(Assigned task): The answer must consist of every line from the data that holds "ndarray".

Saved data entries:
──────────

PR #811, opened 2022-08-30
Add overlap summary fields, plot to RBFE simulation results

mcwitt:
Adds and populates new fields of the RBFE simulation result object (`timemachine.fe.rbfe.SimulationResult`):

- **`overlaps_by_lambda`**: `(L-1,)` array of BAR overlaps between neighboring pairs of states
- **`overlaps_by_term_lambda`**: `(len(potentials), L-1)` array of BAR overlaps between neighboring pairs of states, for each potential (bond, angle, etc.)
- **`overlap_summary_png`**: plot summarizing the above data (as PNG-encoded binary buffer, similar to existing `plot_png`. Example:
   image

Also renames `plot_png` to `overlap_detail_png` to disambiguate with the new plot.

### DIFF
--- a/timemachine/fe/rbfe.py
+++ b/timemachine/fe/rbfe.py
@@ -151,7 +151,7 @@ class InitialState:
 class SimulationResult:
     all_dGs: List[np.ndarray]
     all_errs: List[float]
-    plot_png: bytes
+    overlap_detail_png: bytes
     frames: List[np.ndarray]
     boxes: List[np.ndarray]
     initial_states: List[InitialState]
@@ -360,9 +360,17 @@ def estimate_free_energy_given_initial_states(initial_states, protocol, temperat
     buffer = io.BytesIO()
     plt.savefig(buffer, format="png")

──────────

(Answer below):
     all_dGs: List[np.ndarray]
     frames: List[np.ndarray]
     boxes: List[np.ndarray]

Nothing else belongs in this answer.